PROVIDED DATA:
PR #476, opened 2022-03-16
Update README with 2022.1 upgrade instructions

ryanloney:


adrianboguszewski:
@ryanloney cannot merge it without admin permissions

PR #478, opened 2022-03-17
Added an example of resnet-50-pytorch model

tiny-dentist:
This PR adds support for openvino fp16 inference for pytorch-resnet-50 model. Successfuly converted it to fp16 format and tried it on Device CPU and GPU with model accuracy result verified.

The flow of the model is
block_digram


rahulsingh701:
@adrianboguszewski could you please run the workflow test again?

AlexKoff88:
Thanks for the contribution!

But I am not sure about the value of this notebook because we already have a very similar [one](https://github.com/openvinotoolkit/openvino_notebooks/blob/main/notebooks/001-hello-world/001-hello-world.ipynb). It looks like duplication to me. @helena-intel, @ryanloney, please take a look as well.

rahulsingh701:
Hello @AlexKoff88 , Thanks for your reply. I am sorry I did not know that my notebook and the one you had tagged via the link are similar. I did not mean to do this. Should I create a new PR with a different model not present in the openvino repository?

AlexKoff88:
The notebook, which could make sense to me, is, for example, inference and optimization (quantization) of any model from timm. It could be ResNet-18. It would be helpful to show end-to-end workflow from model export to ONNX, then to IR, quantization, performance benchmarking, results on real data.

adrianboguszewski:
@rahulsingh701 @AlexKoff88 is right. This notebook is a duplication. We accept it as a pre-requisite task. You don't have to create a new one. But of course, if you want you can.

PR #503, opened 2022-03-25
Adding 221-deblurgan-v2

jainsid2305:
This is my submission for the Prerequisite task for contributing in Openvino for GSoC.
In This Notebook, I have implemented the deblurgan-v2 deblurring model with Openvino.

Screenshot (311)


raymondlo84:
Should avoid the binary files if they are going to be generated.

jainsid2305:
> Should avoid the binary files if they are going to be generated.

Thanks. I have removed the binary files. Can you have a look now if there are any further changes?

Debskij (changes requested):
Please remove model files from repo. It should be downloaded by notebook itself.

YOUR OBJECTIVE: Every line of the material above should be repeated exactly.

ANSWER FOR THE TASK:
PR #476, opened 2022-03-16
Update README with 2022.1 upgrade instructions

ryanloney:


adrianboguszewski:
@ryanloney cannot merge it without admin permissions

PR #478, opened 2022-03-17
Added an example of resnet-50-pytorch model

tiny-dentist:
This PR adds support for openvino fp16 inference for pytorch-resnet-50 model. Successfuly converted it to fp16 format and tried it on Device CPU and GPU with model accuracy result verified.

The flow of the model is
block_digram


rahulsingh701:
@adrianboguszewski could you please run the workflow test again?

AlexKoff88:
Thanks for the contribution!

But I am not sure about the value of this notebook because we already have a very similar [one](https://github.com/openvinotoolkit/openvino_notebooks/blob/main/notebooks/001-hello-world/001-hello-world.ipynb). It looks like duplication to me. @helena-intel, @ryanloney, please take a look as well.

rahulsingh701:
Hello @AlexKoff88 , Thanks for your reply. I am sorry I did not know that my notebook and the one you had tagged via the link are similar. I did not mean to do this. Should I create a new PR with a different model not present in the openvino repository?

AlexKoff88:
The notebook, which could make sense to me, is, for example, inference and optimization (quantization) of any model from timm. It could be ResNet-18. It would be helpful to show end-to-end workflow from model export to ONNX, then to IR, quantization, performance benchmarking, results on real data.

adrianboguszewski:
@rahulsingh701 @AlexKoff88 is right. This notebook is a duplication. We accept it as a pre-requisite task. You don't have to create a new one. But of course, if you want you can.

PR #503, opened 2022-03-25
Adding 221-deblurgan-v2

jainsid2305:
This is my submission for the Prerequisite task for contributing in Openvino for GSoC.
In This Notebook, I have implemented the deblurgan-v2 deblurring model with Openvino.

Screenshot (311)


raymondlo84:
Should avoid the binary files if they are going to be generated.

jainsid2305:
> Should avoid the binary files if they are going to be generated.

Thanks. I have removed the binary files. Can you have a look now if there are any further changes?

Debskij (changes requested):
Please remove model files from repo. It should be downloaded by notebook itself.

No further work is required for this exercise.